En primer lugar, hay algunos momentos del juego, en los que me he encontrado a mi mismo dejando el controlpad sobre la mesa y pensando seriamente qué decisión tomar: mi temor a que uno de los personajes principales (o sus acompañantes) fallezcan me hacía ser precavido; esto se debe a que el determinismo que plantea el juego (con guardados automáticos e imposibilidad, en la primera partida, de cargar a un momento anterior) hace que mi objetivo se enfoque a conservar todas las líneas narrativas hasta el final, por pura curiosidad y reto personal. En otros momentos, la necesidad de una respuesta rápida me ha llevado a tomar decisiones instantáneas, algunas de ellas tan inmediatas que no dudo que probablemente tomaría de igual modo en una situación real… y no es que todas sean de las de estar orgulloso.

El segundo punto tiene que ver con las sensaciones: estar atrapado en manos de un psicópata en un oscuro sótano se convierte en una experiencia realmente angustiosa y tus propios errores te llenan de la frustración que los diseñadores están esperando que recibas. En una ocasión, tienes la posibilidad de perder mucho tiempo liberando a un compañero de una trampa o huir tú mismo; cuando eres incapaz de liberarlo, decidí huir por mi cuenta, quedándome con un enorme peso de culpabilidad. Este punto es, quizás, más habitual en los videojuegos, dada su capacidad para que podamos empatizar con la interactividad y el manejo de nuestro avatar. Lo que ocurre es que Heavy Rain sabe tratarlo de una manera especial, como cuando la protagonista tiene que desnudarse delante de un desconocido, buscamos la opción que salvaguarde la mayor dignidad posible por puro pudor. A esto contribuye el desconocer la verdadera limitación del juego: ¿Afectará esto al desarrollo del juego? ¿En que cambia la historia principal a partir de mis acciones? Esa incertidumbre es, de lejos, lo que más brilla en Heavy Rain.

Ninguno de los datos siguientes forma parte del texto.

PR #2140, opened 2025-07-01
🔗 Fix URLs in table of contents directive

### LINKED ISSUE #2119: URL entries show up as plain text in `toc` directive
#2102 added support for URLs in the toc. However, when rendering a toc with the `{toc}` directive, they show up as plain text, rather than a link.

I think this will be a pretty quick fix here: https://github.com/jupyter-book/mystmd/blob/main/packages/myst-transforms/src/toc.ts#L31 - pull out `url` and if that field is defined, create a `link` node, similar to this one https://github.com/jupyter-book/mystmd/blob/main/packages/myst-transforms/src/toc.ts#L39 - except `internal` will not be `true`.

brianhawthorne:
- closes #2119

### DIFF
--- a/packages/myst-transforms/src/toc.ts
+++ b/packages/myst-transforms/src/toc.ts
@@ -35,7 +35,7 @@ function listItemFromPages(pages: ProjectPage[], projectSlug?: string) {
     value: `${enumerator ? `${enumerator} ` : ''}${title}`,
   };
   let child;
-  if (!!url) {
+  if (url != null) {
     // Link to an external site if url is given
     child = {
       type: 'link',


packages/myst-transforms/package.json
```diff
@@ -13,6 +13,7 @@
     "clean": "rimraf dist",
     "test": "vitest run",
     "test:watch": "vitest watch",
+    "test:debug": "vitest --inspect-brk --pool threads --poolOptions.threads.singleThread --no-file-parallelism run",
```
brianhawthorne: Maybe want to take this out before merge (or add same to every separate package.json in the project).  
Or better to live as a debugging recipe in the developer guide?

packages/myst-transforms/src/toc.ts
```diff
@@ -11,8 +11,16 @@ type ProjectPage = {
   enumerator?: string;
 };
 
+function makeList(children?: ListItem[]): List {
```
stefanv: Given that we already have a `List` TypeScript type, is this necessary? E.g., could we do the following instead?

```
const lst : List = {children};
```

Not a TS expert, so asking, not saying!

brianhawthorne: Also still getting up to speed on TS, but I _think_ there would be two problems with this:

- The List type requires a non-optional `.type` property with constant value "list", and the code above would produce an object missing that property (I think!  Unless the TS compiler is super smart about adding non-optional object props with known constant value...).
- This would produce an object with `.children` property having the value of local variable `children`, which could be null or undefined; but the List type definition says `children` is required and must be an array of ListContents.

I'm consulting this reference for the definition of the List type :point_right: https://mystmd.org/spec/myst-schema#list

Still trying to get jump-to-definition working for these myst-spec types in vim... but they appear to be defined not in any primary TS source code, but in a .ts file _generated_ for distribution here: https://github.com/jupyter-book/myst-spec/blob/7b2e431d46ac11baba9d433b113449598815189d/index.ts#L280

If you don't want to generate this file yourself (clone myst-spec, npm install, npm run build), then you can find the definitions eg under your installed mystmd `node_modules/myst-spec/dist/index.d.ts`.  Search for "export type List" to get to the definition around line 2160.

Still, that source definition was not quite helpful to me, not being super TS expert yet, involving apparently nested intersection types (via [ampersand](https://www.typescriptlang.org/docs/handbook/2/objects.html#intersection-types)), so I'm not exactly sure how that def shakes out to be equivalent to the simpler definition described in the online type reference.

stefanv: I did a bit of reading now, and I think your factoryMethods are the correct way to go.

packages/myst-transforms/src/toc.ts
```diff
@@ -22,38 +30,52 @@ function listFromPages(pages: ProjectPage[], projectSlug?: string): List {
...
+  const page = pages[0];
+  const child = listItemChildFromPage(page, projectSlug);
+  const item = makeListItem(child);
+  if (pages[1] && pages[1].level > page.level) {
+    item.children.push(listFromPages(pages.slice(1), projectSlug));
+  }
+  return item;
+}
+
+function listItemChildFromPage(page: ProjectPage, projectSlug?: string): Text | Link {
```
stefanv: Confusing function name they used here, took me a while to figure out what's going on :upside_down_face:

packages/myst-transforms/src/toc.ts
```diff
@@ -22,38 +30,52 @@ function listFromPages(pages: ProjectPage[], projectSlug?: string): List {
...
 }
 
-function listItemFromPages(pages: ProjectPage[], projectSlug?: string) {
+function listItemFromPages(pages: ProjectPage[], projectSlug?: string): ListItem {
   if (pages.length === 0) return;
-  const { title, slug, enumerator, level } = pages[0];
+  const page = pages[0];
+  const child = listItemChildFromPage(page, projectSlug);
+  const item = makeListItem(child);
+  if (pages[1] && pages[1].level > page.level) {
```
stefanv: Looks like nesting is happening here; may be worth pointing out in a comment.

packages/myst-transforms/src/toc.ts
```diff
@@ -11,8 +11,16 @@ type ProjectPage = {
   enumerator?: string;
```
stefanv, line 12: This `ProjectPage` definition doesn't have `url` :thinking:

packages/myst-transforms/src/toc.ts
```diff
@@ -63,13 +85,24 @@ function listFromHeadings(headings: Heading[]): List {
...
+  const heading = headings[0];
+  const child = listItemChildFromHeading(heading);
+  const item = makeListItem(child);
+  if (headings[1] && headings[1].depth > heading.depth) {
+    item.children.push(listFromHeadings(headings.slice(1)));
+  }
+  return item;
+}
+
+function listItemChildFromHeading(heading: Heading): Text | Link {
```
stefanv: Do we have a way of documenting these? I think even a simple one sentence description would be quite helpful for future readers!

stefanv (commented):
OK, I took a bit more time to read this, and the changes LGTM!

I'm curious whether I just missed something about the `ProjectPage` type, whether we need to get that type definition from elsewhere, or whether we should extend the type definition here.

stefanv:
Note some linting errors too; perhaps try fixing with `npm run format` or `npm run lint:format`.

packages/myst-transforms/src/toc.ts
brianhawthorne: Yah, just realizing I have some type errors.  I had been testing with `npm run test` until I got it working, but didn't separately run `tsc`.  Since it was executing the updated TS source code to run the tests I assumed (silly me) that it was also type checking...

packages/myst-transforms/src/toc.ts
brianhawthorne: I added a small bit of documentation.  The mutually recursive function pairs here are turning me a little bit cross-eyed honestly.  Since I don't fully understand the logic, I'm afraid if I add too much by way of explaining, it might end up misleading.

I did note that the two mutually recursive function pairs (`listFromPages`/`listItemFromPages` and `listFromHeadings`/`listItemFromHeadings`) are largely identical modulo the details of the base-case transformation and the choice of `.level` vs `.depth` as the property that controls the recursion.  If they were to settle on either level or depth for both kinds of TOC trees, then the four could be combined into a single mutually recursive pair parametrized by a node transformer function.  I wasn't sure if the choice to use two different property names to represent what looks like the same thing in these two cases was a design decision or just incidental... maybe an opportunity to refactor, but not something I'd be inclined to take on just yet :grin: .

stefanv: Probably something @fwkoch would know!

rowanc1:
Will get this in shortly - @brianhawthorne thanks for the contribution!!

PR #2159, opened 2025-07-06
Add `ipynb` format option in validators

kp992:
Fixes the validation error when used `ipynb` format option while building.

cc @agoose77 @mmcky


agoose77:
LGTM! For other readers, I'm merging this because it's being merged into a feature branch.

PR #2171, opened 2025-07-14
Support exercise and solution node in `myst-to-md`

kp992:
This PR tries to add exercise and solution node in `md` converter. The error looks like:
```
⛔️ exports/a.ipynb Unsupported node type: exercise
⛔️ exports/a.ipynb Unsupported node type: solution
```

cc @agoose77 @mmcky

### DIFF
--- a/packages/myst-to-md/package.json
+++ b/packages/myst-to-md/package.json
@@ -44,6 +44,7 @@
     "myst-frontmatter": "^1.7.6",
     "unist-util-select": "^4.0.3",
     "vfile": "^5.3.7",
-    "vfile-reporter": "^7.0.4"
+    "vfile-reporter": "^7.0.4",
+    "myst-ext-exercise": "^1.0.9"
   }
 }


kp992:
The diff fixes the error but the output is still empty. So I believe I might need to fix `directiveHandlers`, can you please review @agoose77?

Thank you.

kp992:
@agoose77 I have updated the PR with some tests. Can you please review and share your suggestions and improvements?

packages/myst-to-md/package.json
```diff
@@ -44,6 +44,7 @@
     "myst-frontmatter": "^1.7.6",
     "unist-util-select": "^4.0.3",
     "vfile": "^5.3.7",
-    "vfile-reporter": "^7.0.4"
+    "vfile-reporter": "^7.0.4",
+    "myst-ext-exercise": "^1.0.9"
```
rowanc1, line 48: PR looks good in general! I am trying to think of a way to not have the extension as a dependency?

kp992: Thanks for the review @rowanc1. Hmm, do you have any suggestions for that?

PR #2175, opened 2025-07-15
🏷️ Add NPM binary name to whitelabelling

agoose77:
This sets the scene to fix https://github.com/jupyter-book/jupyter-book/issues/2387, by adding an explicit way for JB to say "the binary for the NPM package XXX is called YYY".

The existing `binaryName` field remains apt to describe the actual current binary. 

In the longer term, we're probably going to do something more simple with whitelabelling -- this was _an_ approach at the time that may no longer be the most sensiblem

### DIFF
--- a/packages/myst-cli/src/init/gh-actions/index.ts
+++ b/packages/myst-cli/src/init/gh-actions/index.ts
@@ -5,8 +5,8 @@ import chalk from 'chalk';
 import type { ISession } from 'myst-cli-utils';
 import { writeFileToFolder } from 'myst-cli-utils';
 import { getGithubUrl } from '../../utils/github.js';
-import { checkFolderIsGit, checkAtGitRoot } from '../../utils/git.js';
 import { npmBinaryName, readableName, npmPackageName } from '../../utils/whiteLabelling.js';
+import { checkFolderIsGit, checkAtGitRoot } from '../../utils/git.js';
 
 function createGithubPagesAction({
   defaultBranch = 'main',


stefanv:
Could you explain a bit more what this PR does?

Looks like you allow setting the path to `myst`, for if you want to call it something different in JupyterBook.

I find the `npmBinaryName` rather confusing: to me, that would be "we are replacing `npm` with `yarn`". Perhaps `mystBinaryAlias` or something?

agoose77:
We have a whitelabelling mechanism in myst to allow JB to reuse myst code directly. This is was implemented before we knew exactly how JB and myst would share code, etc. There was a thought that we might actually reuse the MyST binary and simply set whitelabelling.

As it stands I'm less certain of that now, but nothing has changed.

The existing labelling allows JB to say "I'm called Jupyter book, and my binary is invoked via 'jupyter book'" . It also let's us say "my npm package is called jupyter-book", which was added for the purpose of the gh pages template. We didn't also add a way to say "my npm binary name is different, it's jupyter-book".

This PR adds that last part.

stefanv:
OK, cool, that gels with what I derived from your PR. I think `mystBinaryAlias` or `mystBinaryName` or something similar would be more intuitive, given that this change is happening *inside of myst*. Unless there's a special concept here "npm binary" that is different from simply "executable name", which is what I'm guessing it is.

agoose77:
The idea is that the binary name for JB is different on pypi to npm, so keeping that in the name is important - the other binaryName field represents the intended name on the host system, e.g 'jupyter book' via pypi.

stefanv:
I'm trying to decode: "the binary name for JB is different on pypi to npm".

Do you:

(a) Rename mystmd to something else,
(b) rebuild mystmd as something else, or
(c) call mystmd from `jupyter book`?

From wanting to name the npm package / binary, it sounds like (b)?

agoose77:
The idea is (b) that the binary for Jupyter Book _is_ (mostly) the same binary as mystmd (as of writing).

When JB is run, e.g `jupyter book init --gh-pages`, it runs the MyST routine to create the workflow. MyST consults the whitelabelling logic to learn that it's actually called jupyter book, etc. because Jupyter Book has set these environment variables in its own entrypoint.

rowanc1:
Was a bit confused at the scope of this PR as well and why it is necessary.

We do not install jupyter by default on the github runners, so `jupyter` is not a command that is available but `jupyter-book` is. This means that if we install the npm package, we use the npm binary.

agoose77:
I assume that you're not still confused given that you've merged it. I'll add further context -- `jupyter book` invokes `jupyter-book` under the hood (it's a `jupyter` binary feature). That binary name is made available by the PyPI package. Meanwhile, the NPM package installs a `jupyter-book` binary (so that we don't have to create our own "fake" jupyter binary to dispatch to `jupyter-book`, which would clash with the real `jupyter` binary). This PR ensures that Jupyter Book can tell the MyST code which binary the NPM package installs, which is `mystmd` for MyST and `jupyter-book` for JB2.

rowanc1:
Yes, figured it out. The context of this failing in github actions was the main thing I needed to understand why this was necessary.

No todo son virtudes. Dentro de esa implicación emocional hay momentos que de puro tedio (como las primeras escenas) o que por producir el efecto contrario (secuencia erótica que resulta bastante poco morbosa o momentos donde el dramatismo resulta ridículo) resultan totalmente fuera de lugar. Y luego está el guión claro, porque uno puede admitir todos los tópicos habidos y por haber, y toda esa sensación de directo a video rezagado de Se7en, pero lo que no se pueden admitir son diálogos con tan poca credibilidad, que el final deje un par de agujeros de guión propios de un novato y que haya uno de esos momentos en los que sucede algo que, finalmente, descubrimos que no ha sucedido así. Todo eso implica, por este orden, que resulte difícil meterse en el tono que pretende dar, que se le vean las costuras a un producto que podría estar mucho más acabado y que te sientas estafado ante la relevación de la identidad del asesino en cuestión, por otra parte, no tan difícil de adivinar. Son estos defectos los que contribuyen a que el regusto final sea muy amargo, con la sensación de que los méritos se diluyen, quedando como un ensayo para lo que podría venir (más en cuanto a implicación del jugador que a la jugabilidad QTE en sí) y que las empatías que había creado desaparecen hacia el final, dejando un recuerdo mucho más frío y distante de lo que se tiene durante el juego.